Их не было долго, за расстраивающим изображение рельефным стеклом скользил калейдоскоп ленивых силуэтов, из ванной комнаты шли: свет, запах зубной пасты и шум воды. С задержанным изломом проходила плоть рук и ног, и потом почти у самого стекла кто-то из них медленно расчесывал волосы, а ниже принюхивалось серое облако заинтересованной собаки. Я плохо их слышал из-за шкворчания сала, из-за тонкой преграды к утренней жизни попеременно смеющихся граций, которые, наверное, считали, что я — чуткий участник их пробуждения, и бесчувственно касались меня расслабленными девичьими шутками.
Я переложил свое дразнящее изделие в тарелки: белковая основа омлета была слегка окрашена в оранжевый тон ложкой томата и пересыпана приправой. Юлия Вторая вошла с зевающей деловитостью и только кивнула мне, потянувшись за стаканом воды, а сделав глоток, тут же возродила бесхозное прозвище, которым меня давным-давно одаривали недобрые пионеры.
— Морковка, ты даже не спросил, сдался ли нам завтрак. Вот если бы ты учинил что-нибудь с настоящим кофе, я бы была благодарна. Мы тут совсем перестали что-нибудь есть, холодильник обслуживает одну только Джему.
У дверцы раковины стояли две бутылочки из-под белого вина, а на столике — пепельница с двумя видами окурков (простой кирпичный фильтр, а рядом — тонкий с салатовой бумагой и чужеродной надписью). Юлия Вторая тут же опустошила пепельницу в ведро под раковиной и сполоснула ее водой. Воду она решила не выключать, а только подрегулировала тепло и осталась ополаскивать посуду, гипнотизируя меня магическими и совершенно неуловимыми взглядами. Одна тарелка там все-таки была испачкана, ко дну эмалированного дуршлага припало перо большой полой макаронины, и остальное — два-три вытянутых бокала.

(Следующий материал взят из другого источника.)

PR #484, opened 2019-09-06
RFC/WIP: TypeScript example(s)

sunnygleason:
Problem:

* we don't currently have a solid set of examples for interested parties to integrate using TypeScript

Solution:

* build out some TypeScript examples/demos

### DIFF
--- a/package-lock.json
+++ b/package-lock.json
@@ -4830,6 +4830,12 @@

— Однажды я сильно порезалась таким. Смотри, мне накладывали швы. Угораздило же просовывать в него руку. Теперь я — урод, шрам у ногтя похож на разросшийся заусенец, а вот этот розовый крестик еще ничего, но надоел до ужаса.
В коридоре хлопнула дверь. Джема танцевала чечетку просыпанных семечек, и Юлия прошла туда-сюда с ведром.
— Нет, вы только на него посмотрите! — возмутилась Вторая. — У тебя был шанс сказать что-нибудь утешительное по поводу красоты моих рук и аккуратного маникюра, который мало кто сейчас делает, а ты — настоящий ротозей, который не умеет ничего, кроме омлета. Ты даже не открыл рта, чтобы со мной поздороваться. Где тебя только воспитывали? Ты же — ливийский слон, не поддающийся дрессировке. Люди твоего типа должны что-то понимать в куртуазности.
— Люди моего типа, — ответил я, — не стоят в очереди, чтобы покормить тебя пристойным завтраком. Чем участвовать в несправедливых дрязгах, я лучше пойду на улицу с Джемой.
— Джема уже довольна! — сказала входящая Первая Юлия, прекрасно покрасневшая, облаченная в красный свитер и сразу берущаяся за вилку розовыми тонкими пальцами. — Какой тут красивый стол!
— Сделай одолжение, — указала мне Вторая, — составь компанию нашей хозяйке. Я предпочту ждать кофе.
— Ты напрасно ждешь, — улыбнулась хозяйка, губами собирая с вилки нежный омлет, — кофе не стоит этой вкуснятины. Марк, тебя-то нам и не хватало!
Я обмяк на табуретке, непозволительно разморенный ранним пробуждением, теплом кухни и больше всего нашим совершенным союзом. Между ними плескался солнечный поток, перетекала спасительная энергия, и находиться в средостении этих линий уже было счастьем. При этом обе они смотрели на меня с улыбками, будто понимая мое положение и дальше, дальше соглашаясь его дарить.
— Я заказала кофе, — спокойно произнесла Вторая, — с ирландским ликером: в нем есть немного виски и сливки. Стюарт принесет мне мою чашку, как только обслужит капитана, и это меня взбодрит.
Юлия Первая без всякого удивления продолжила эту вздорную выдумку.
— Вчера на палубе я попросила бинокль у той старушки, которая нам понравилась своей завидной грацией (капитан сказал, что она была балериной, но тайна ее возраста достойна швейцарского банка), так вот в бинокль удалось разглядеть берег. Мне понятно, почему мы держимся так далеко от него: нищие лачуги папуасов, и на некоторых из них вывешено что-то вроде белого флага.
— Ты думаешь, там идут военные действия? — обеспокоенно поинтересовалась Вторая.
— Скорее, эпидемия, — с искренним сожалением ответила Первая.
— Вы во что-то играете? — заинтересовался я. — Во что?
Обе они с озадаченной строгостью посмотрели на меня.
— Повеса, проводящий ночь за карточным столом, — назидательно произнесла Первая, — во всем начинает видеть какой-то нескончаемый преферанс.
— Ну-ну, — серьезно предупредил я, — мне предпочтительно во всем видеть не более чем шахматы. Преферанс для меня — это повод послушать истории молодого лорда и, кстати, отведать его лафит.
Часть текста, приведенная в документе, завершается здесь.